In lieu of the construction of Bata Library over the duration of the 2017/2018 academic year, Peterborough’s downtown serves as a safety valve for a packed campus. On campus, Trent students this year will have to make do with less: space, butt receptacles, and the juice to keep phones and laptops charged. If students want to avoid the zoo of campus, they will have to take steps into Peterborough’s downtown jungle.
Downtown Peterborough can reduce the pain of a soul crushing wait at Otonabee for a agonizingly apathetic cafeteria staff to display what happens when you invest in a nihilist cookbook.
Here is a list of places to study downtown. Made with love, it is in no particular order.
You like to never charge your devices and travel in packs for safety? Hasseltons is the place for you. With plugs galore in the back and ample public space for plotting the downfall of anti-ketchup lobby, Hasseltons provides.
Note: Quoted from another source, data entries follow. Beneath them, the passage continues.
Issue #6346, opened 2022-03-26
Drag Beat+Bassline Pattern the other way in the Song-Editor


actuallyexeon:
### Enhancement Summary
When using a Beat+Bassline Pattern in the Song-Editor you can drag it from the right to left to shorten the pattern in that direction, but what would also be nice is to be able to go from left to right so you can have the other half or quarter of the pattern instead of the first half only.

#### Justification
This would be nice when making songs like when you need to implement a beat repeat that repeats a certain part but then goes back to normal and instead of having to duplicate all of the patterns in your Song-Editor you can just simply drag them from left to right to keep a certain part.

ToastedSadWitch:
hi, i would like to work on this :)
this is my first work on lmms so if you think it's too advanced, you can say no.
right now i figure out the gui part of the problem (there is already the starttimeoffset parameter we can make use of).
another major part would be the playback.
and a minor one the storing + compatibility with older version files.

zonkmachine:
> hi, i would like to work on this :)

Sure, have a go!
If you haven't joined our Discord channel yet, now is the time.
#dev-support is the first place to ask If you get stuck!

ToastedSadWitch:
thanks! i'm already on the discord as Posoppiser 👍

PR #6584, opened 2022-12-09
PatternClips now use startTimeOffset, too, and can be resized on their start

ToastedSadWitch:
I checked the gui part, playback, export, copying and storing.
When dropping a pattern clip with startTimeOffset into another pattern clip, the startTimeOffset is currently not copied. If this is no wanted behaviour, please tell me, so I can try to fix it.
Also the behaviour of resizing the start is faulty sometimes when colliding with the start of the song editor (clip may grow or there is a padding sometimes). As this also happens on the sample track, it seems to be a general deal with ResizeLeft action.
This commit is for issue #6346.

### DIFF
--- a/src/core/PatternClip.cpp
+++ b/src/core/PatternClip.cpp
@@ -60,6 +60,7 @@ void PatternClip::saveSettings(QDomDocument& doc, QDomElement& element)
 		element.setAttribute( "pos", startPosition() );
 	}
 	element.setAttribute( "len", length() );
+	element.setAttribute("off", startTimeOffset());
 	element.setAttribute( "muted", isMuted() );
 	if( usesCustomClipColor() )
 	{
@@ -78,6 +79,7 @@ void PatternClip::loadSettings(const QDomElement& element)
 		movePosition( element.attribute( "pos" ).toInt() );
 	}
 	changeLength( element.attribute( "len" ).toInt() );
+	setStartTimeOffset(element.attribute("off").toInt());
 	if( element.attribute( "muted" ).toInt() != isMuted() )
 	{
 		toggleMute();
--- a/src/gui/clips/ClipView.cpp
+++ b/src/gui/clips/ClipView.cpp
@@ -43,6 +43,8 @@
 #include "MidiClip.h"
 #include "MidiClipView.h"
 #include "Note.h"
+#include "PatternClip.h"
+#include "PatternStore.h"
 #include "SampleClip.h"
 #include "Song.h"
 #include "SongEditor.h"
@@ -502,10 +504,11 @@ void ClipView::dropEvent( QDropEvent * de )
 void ClipView::updateCursor(QMouseEvent * me)
 {
 	auto sClip = dynamic_cast<SampleClip*>(m_clip);
+	auto pClip = dynamic_cast<PatternClip*>(m_clip);
 
 	// If we are at the edges, use the resize cursor
 	if (!me->buttons() && !m_clip->getAutoResize() && !isSelected()
-		&& ((me->x() > width() - RESIZE_GRIP_WIDTH) || (me->x() < RESIZE_GRIP_WIDTH && sClip)))
+		&& ((me->x() > width() - RESIZE_GRIP_WIDTH) || (me->x() < RESIZE_GRIP_WIDTH && (sClip || pClip))))
 	{
 		setCursor(Qt::SizeHorCursor);
 	}
@@ -633,6 +636,7 @@ void ClipView::mousePressEvent( QMouseEvent * me )
 	if( !fixedClips() && me->button() == Qt::LeftButton )
 	{
 		auto sClip = dynamic_cast<SampleClip*>(m_clip);
+		auto pClip = dynamic_cast<PatternClip*>(m_clip);
 		const bool knifeMode = m_trackView->trackContainerView()->knifeMode();
 
 		if ( me->modifiers() & Qt::ControlModifier && !(sClip && knifeMode) )
@@ -677,7 +681,7 @@ void ClipView::mousePressEvent( QMouseEvent * me )
 					m_action = Resize;
 					setCursor( Qt::SizeHorCursor );
 				}
-				else if( me->x() < RESIZE_GRIP_WIDTH && sClip )
+				else if( me->x() < RESIZE_GRIP_WIDTH && (sClip || pClip) )
 				{
 					m_action = ResizeLeft;
 					setCursor( Qt::SizeHorCursor );
@@ -836,7 +840,6 @@ void ClipView::mouseMoveEvent( QMouseEvent * me )
 	if( m_action == Move )
 	{
 		TimePos newPos = draggedClipPos( me );
-
 		m_clip->movePosition(newPos);
 		newPos = m_clip->startPosition(); // Get the real position the Clip was dragged to for the label
 		m_trackView->getTrackContentWidget()->changePosition();
@@ -916,7 +919,8 @@ void ClipView::mouseMoveEvent( QMouseEvent * me )
 		else
 		{
 			auto sClip = dynamic_cast<SampleClip*>(m_clip);
-			if( sClip )
+			auto pClip = dynamic_cast<PatternClip*>(m_clip);
+			if( sClip || pClip )
 			{
 				const int x = mapToParent( me->pos() ).x() - m_initialMousePos.x();
 
@@ -948,12 +952,27 @@ void ClipView::mouseMoveEvent( QMouseEvent * me )
 					t = qMin<int>( m_initialClipEnd - minLength, m_initialClipPos + offset );
 				}
 
-				TimePos oldPos = m_clip->startPosition();
-				if( m_clip->length() + ( oldPos - t ) >= 1 )
+				TimePos positionOffset = m_clip->startPosition() - t;
+				if (m_clip->length() + positionOffset >= 1)
 				{
-					m_clip->movePosition( t );
-					m_clip->changeLength( m_clip->length() + ( oldPos - t ) );
-					sClip->setStartTimeOffset( sClip->startTimeOffset() + ( oldPos - t ) );
+					m_clip->movePosition(t);
+					m_clip->changeLength(m_clip->length() + positionOffset);
+					if (sClip)
+					{
+						sClip->setStartTimeOffset(sClip->startTimeOffset() + positionOffset);
+					}
+					else if (pClip)
+					{
+						// Modulus the start time offset as we need it only for offsets
+						// inside the pattern length. This is done to prevent a value overflow.
+						// The start time offset may still become larger than the pattern length
+						// whenever the pattern length decreases without a clip resize following.
+						// To deal safely with it, always modulus before use.
+						tick_t patternLength = Engine::patternStore()->lengthOfPattern(pClip->patternIndex())
+								* TimePos::ticksPerBar();
+						TimePos position = (pClip->startTimeOffset() + positionOffset) % patternLength;
+						pClip->setStartTimeOffset(position);
+					}
 				}
 			}
 		}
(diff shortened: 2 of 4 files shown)


superpaik:
Tested on W10-64. It works ok.
I was not able to reproduce that "When dropping a pattern clip with startTimeOffset into another pattern clip, the startTimeOffset is currently not copied. If this is no wanted behaviour, please tell me, so I can try to fix it." In my case, when dropped over another existing clip, it's replaced ok. In any case, I think that's the desired behaviour.

src/tracks/PatternTrack.cpp
```diff
@@ -113,8 +115,23 @@ bool PatternTrack::play( const TimePos & _start, const fpp_t _frames,
...
+			tick_t offset = fmod(static_cast<double>(clip->startTimeOffset()) / TimePos::ticksPerBar(), patLen)
+					* TimePos::ticksPerBar();
+			if (offset == 0)
+			{
+				lastPosition = clip->startPosition();
+				lastLen = clip->length();
+			}
+			else
+			{
+				lastPosition = clip->startPosition() - (patTicks - offset);
```
DomClark, line 132: This will affect the condition at the beginning of the loop that attempts to find the clip with the latest start time. I'm not sure how much that matters, but perhaps it would better to avoid it by storing `patTicks - offset` in a `lastOffset` variable or something, then adding that in the call to `play` below?

DomClark (commented):
Thanks for the pull request! This looks really useful. I've left a few comments on the code - feel free to quibble them if you think I'm talking nonsense, or ask for more detail if I haven't been clear enough.

src/gui/clips/ClipView.cpp
```diff
@@ -948,12 +952,27 @@ void ClipView::mouseMoveEvent( QMouseEvent * me )
...
+					if (sClip)
+					{
+						sClip->setStartTimeOffset(sClip->startTimeOffset() + posOff);
+					}
+					else if (pClip)
+					{
+						/**
+							modulus the start time offset as we need it only for offsets
+							inside the pattern length
+						*/
```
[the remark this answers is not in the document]
ToastedSadWitch: I guess "When submitting a PR, normal comments should be turned into doxygen comments." from the LMMS Coding Conventions confused me here.

src/gui/clips/ClipView.cpp
```diff
@@ -948,12 +952,27 @@ void ClipView::mouseMoveEvent( QMouseEvent * me )
...
+						bar_t patLen = Engine::patternStore()->lengthOfPattern(pClip->patternIndex());
+						TimePos pos = fmod(static_cast<double>(pClip->startTimeOffset() + posOff)
+								/ TimePos::ticksPerBar(), patLen)
+								* TimePos::ticksPerBar();
```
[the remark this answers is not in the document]
ToastedSadWitch: Yeah, I was thinking too complicated, I guess. Thank you!

src/tracks/PatternTrack.cpp
```diff
@@ -113,8 +115,23 @@ bool PatternTrack::play( const TimePos & _start, const fpp_t _frames,
 	{
 		if (!clip->isMuted() && clip->startPosition() >= lastPosition)
 		{
-			lastPosition = clip->startPosition();
-			lastLen = clip->length();
+			/**
+				calculate an offset in playback according to the start time offset of the clip
+			*/
+			bar_t patLen = Engine::patternStore()->lengthOfPattern(dynamic_cast<PatternClip*>(clip)->patternIndex());
```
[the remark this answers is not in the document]
ToastedSadWitch: I'm new to C++ and basically copied code here but this absolutely makes sense to me now 👍

src/tracks/PatternTrack.cpp
ToastedSadWitch: Now as you say, I am astonished it worked before, lol. It should be more self-explaining now. I also reduced the logic a little.

ToastedSadWitch:
build fails should be fixed with this

src/gui/clips/ClipView.cpp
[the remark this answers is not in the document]
DomClark: I see what you mean. I'll update the Coding Conventions to be clearer.

src/gui/clips/PatternClipView.cpp
```diff
@@ -115,12 +117,15 @@ void PatternClipView::paintEvent(QPaintEvent*)
 	
 	// bar lines
 	const int lineSize = 3;
+	bar_t t = Engine::patternStore()->lengthOfPattern(m_patternClip->patternIndex());
+	int offset = fmod(static_cast<double>(m_patternClip->startTimeOffset()) / TimePos::ticksPerBar(), t)
+			* pixelsPerBar();
```
DomClark, line 122: Just one more floating point calculation here that could be converted to use integers like the others.

ToastedSadWitch: I actually kept it because I did not introduce variable t. It is used a few lines later in the loop together with pixelsPerBar(). I also need to use pixelsPerBar() for conversion of the startTimeOffset to pixels. To work with ticks instead (and therefore not divide) would require either of two options:
a) dividing pixelsPerBar by ticksPerBar to then multiply with ticks - this basically shifts the problem; or
b) writing a second pixelsPerTick member which internally does not rely on division - otherwise it would just shift the problem again.
I don't know if it is possible to not use any division in this case without going deeper into code (float m_ppb and stuff).
Please tell me, if I missed a simple solution here.

ToastedSadWitch: I could drop the use fmod, though: `int offset = (m_patternClip->startTimeOffset() % (t * TimePos::ticksPerBar())) * (pixelsPerBar() / TimePos::ticksPerBar());`.
Would that be more preferable?

ToastedSadWitch: I will drop the use of fmod though and create a pixelsPerPattern variable to boost the loop.

DomClark: That makes sense - there's no need to overcomplicate things here, so the changes look good as you now have them.

src/gui/clips/PatternClipView.cpp
```diff
@@ -115,14 +115,18 @@ void PatternClipView::paintEvent(QPaintEvent*)
...
+			% pixelsPerPattern;
+	if (offset <= 1) {
+		offset += pixelsPerPattern;
+	}
+
 	p.setPen( c.darker( 200 ) );
 
-	bar_t t = Engine::patternStore()->lengthOfPattern(m_patternClip->patternIndex());
-	if (m_patternClip->length() > TimePos::ticksPerBar() && t > 0)
+	if (pixelsPerPattern > 0 && offset < width() - 2)
```
DomClark, line 127: I think the `offset < width() - 2` condition here is superfluous: the loop won't run anyway if that's not the case. But there's nothing wrong about it, so I'm happy for it to be left as-is.

DomClark (approved):

src/gui/clips/PatternClipView.cpp
ToastedSadWitch: No problem, I will delete it. I thought it might be good to not initiate an unnecessary loop but it shouldn't make a big difference in performance here. So it's better to keep it clean for others. 👍

src/core/PatternClip.cpp
```diff
@@ -60,6 +60,7 @@ void PatternClip::saveSettings(QDomDocument& doc, QDomElement& element)
 		element.setAttribute( "pos", startPosition() );
 	}
 	element.setAttribute( "len", length() );
+	element.setAttribute("off", startTimeOffset());
```
Veratil, line 63: I'd prefer we use the full description of the attribute, `offset`, instead of `off`. It can be confused with `off` (meaning turn off).

Granted this is in a file that no one should edit manually, but there's no reason we can't be descriptive.

src/gui/clips/ClipView.cpp
```diff
@@ -948,12 +952,27 @@ void ClipView::mouseMoveEvent( QMouseEvent * me )
 					t = qMin<int>( m_initialClipEnd - minLength, m_initialClipPos + offset );
 				}
 
-				TimePos oldPos = m_clip->startPosition();
-				if( m_clip->length() + ( oldPos - t ) >= 1 )
+				TimePos posOff = m_clip->startPosition() - t;
```
Veratil, line 955: Similar to previous comment, `posOffset` would be easier on quick reading.

src/tracks/PatternTrack.cpp
```diff
@@ -109,18 +109,26 @@ bool PatternTrack::play( const TimePos & _start, const fpp_t _frames,
...
 	TimePos lastPosition;
 	TimePos lastLen;
+	tick_t lastOffset = 0;
 	for (const auto& clip : clips)
 	{
 		if (!clip->isMuted() && clip->startPosition() >= lastPosition)
 		{
 			lastPosition = clip->startPosition();
 			lastLen = clip->length();
+			tick_t patLen = Engine::patternStore()->lengthOfPattern(static_cast<PatternClip*>(clip)->patternIndex())
```
Veratil, line 119: And again with `patLength`, or even better `patternLength`. :)

Veratil (commented):
Just some naming thoughts. Feel free to ignore for merge.

src/gui/clips/ClipView.cpp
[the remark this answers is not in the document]
DomClark: Finally got round to doing this. Let me know on Discord if any further tweaks are needed.

src/core/PatternClip.cpp
ToastedSadWitch: I just copied this line over from the SampleClip.cpp. I thought it would be good to be consistent across files here. Guess, I will just change both now before it breaks any files after a release.
And I indeed had to edit project files manually some time ago (sample paths weren't matching anymore).

src/tracks/PatternTrack.cpp
ToastedSadWitch: To be honest, when I write code, I normally always type things out, even if it gets like 20 characters wide. As this is my first contribution here, I tried to keep the style but if it is okay, I would be glad using more transparent namings in the future.

src/core/SampleClip.cpp
```diff
@@ -260,7 +260,7 @@ void SampleClip::saveSettings( QDomDocument & _doc, QDomElement & _this )
 	_this.setAttribute( "len", length() );
 	_this.setAttribute( "muted", isMuted() );
 	_this.setAttribute( "src", sampleFile() );
-	_this.setAttribute( "off", startTimeOffset() );
+	_this.setAttribute("offset", startTimeOffset());
```
DomClark, line 263: This attribute name needs to stay the same for backwards compatibility. (Alternatively, you could write a new upgrade routine to change it, but I'd rather we did that separately and fixed a bunch of other names while we were at it.) I'm also inclined to use "off" for now in `PatternClip` for consistency, but I don't mind so much about that.

ToastedSadWitch: undone

ToastedSadWitch:
Final fix from my side.

src/core/PatternClip.cpp
ToastedSadWitch: See newest review.

PhysSong: > Guess, I will just change both now before it breaks any files after a release.

There are at least three choices:
- Leave everything as-is
- Change `off` to `offset` only in `PatternClip`: inconsistent with `SampleClip`, but no compatibility issues
- Change both in `PatternClip` and `SampleClip`: offsets in new files will be ignored in old versions, the converse can be handled by either trying with `off` as a fallback or using `DataFile::upgrade`

Veratil:
@ToastedSadWitch since the vcpkg error isn't something on our side we can ignore that. :)

PR #6586, opened 2022-12-13
Add mixer dB markers

sakertooth:
This PR adds dB markers for mixer channels. This is especially useful when leveling mixes, and is generally useful when you want to simply estimate at what dB a fader is peaking at.

**Screenshot**
image

### DIFF
--- a/include/MixerDbMarkers.h
+++ b/include/MixerDbMarkers.h
@@ -1,0 +1,47 @@
+/*
+ * MixerDbMarkers.h - dB markers for mixer channels
+ *
+ * Copyright (c) 2022 saker <sakertooth@gmail.com>
+ *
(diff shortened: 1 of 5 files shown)


sakertooth:
Just seeing the meta issue for this: It seems like there's a lot more work to be done here.

For one, the mixer needs to move in logarithms, not linearly. The faders should also point to the top, as 0 dbFS is the ceiling for the audio signal.

superpaik:
I totally agree that the scale should by logarithmic, it would be more useful. As for the top, it depens as how the internal signal is managed, but I in other DAWs it goes up to +6dB too.

actuallyexeon:
I think it would be better if it was slimmer on the sides

sakertooth:
Closing due to #7295.

Issue #6383, opened 2022-04-20
Pause continues to play rest of note


Monospace-V:
### Bug Summary
I'm not entirely sure if this is intended behaviour, but pausing a song continues to play the rest of the length of the ongoing note instead of directly stopping sound, or perhaps going to Release.
Playing the rest of the note even upon pausing is unintuitive and confusing behaviour.

#### Steps to reproduce
1. In any instrument plugin, place a long note.
2. From Song Editor or Piano roll, play the start of the note
3. Pause the note. Don't stop it, pause it.
4. Rest of the note continues to play.

#### Expected behavior
Note goes silent.

#### Actual behavior
Rest of note continues to play.

#### Affected LMMS versions
1.2.0, 1.2.2, 1.3.0

_(A friend of mine who started using LMMS recently, typically uses pause instead of stop (while most of us use stop most of the time), notices these things more often than me. By the time I started filing bugs, I'd gotten used to this behaviour, and he's the reason I can point out unusual pause behaviour now- because I've gotten used to them and don't realise what's going on. New users often don't even understand the behaviour in the first place. To me, I already knew that pausing plays the rest of any ongoing note, but never stopped to think about it as unwanted or considered filing a report. This information isn't particularly useful to the report itself, but I think it's a telling bit of insight. What it tells, I know not; but there's definitely something to be gotten from this.)_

Never play down the ability to avoid people you know when the time in the hourglass is running down. The spill is a favorite of locals, dimly lit, occupied sparsely throughout the day, it’s perfect for a solo study session.
If you’re a prolific snacker with and a goddamn liability when the internet is at your disposal, Black Honey is what you want. They have their own bakery that pumps out grandma tier scones, and their lack of wifi will prevent you from spending time coming up with the perfect caption for your Snapchat story.
Do you love walls that would be a nightmare on acid and are you keen on smashing the patriarchy? If so, get down to The Only. Students who engage in study enhancing drinking feel at home here, but stay clear if you’re unsure about cinnamon infused coffee. The staff are smarter than your profs.
Dreams of Beans
For the faint of heart, a quaint quiet place to study with a big brick wall in between a lounge and the cashier to separate commerce and quiet from one another. Art in the cafe is good, but not great enough to distract from a dangerously long sentence. The coffee is roasted exactly the way the ideal existential crisis goes, in house.
Ideal for the student that looks down on Ikea furniture but looks up to the concept of income inequality being a net positive for society. More polished than a liberal arts student’s desperate appeal for “a little help” covering rent for the month, Caffeina is clean, and houses the seemingly affluent. I go there and I like it.
For the student who has breakfast at 4pm. Natas stays open late and serves coffee to people after sunset. A favorite of vampires and non-functioning-fireplace enthusiasts, Natas threatens to be pretentious, and is definitely on George street.
A perfect destination for those with crippling commitment issues, as it will be closed at the end of September. It sits on the Otonabee and is a perfect place to get two birds stoned with one joint if you want a sunburn and a study area. Perfect for the people who get their soul sucked out of them when exposed to fluorescent lighting for more than 3 minutes.
The Peterborough Library
Located in the underbelly of this town, Peterborough square: the most common place to see a face tattoo. The Peterborough library has no windows, and no distractions, acting as an intellectual prison from which one can escape at literally any moment they choose.
Obviously there are other places to study downtown, and hopefully new students find them, but any of these places listed above is a good place to start.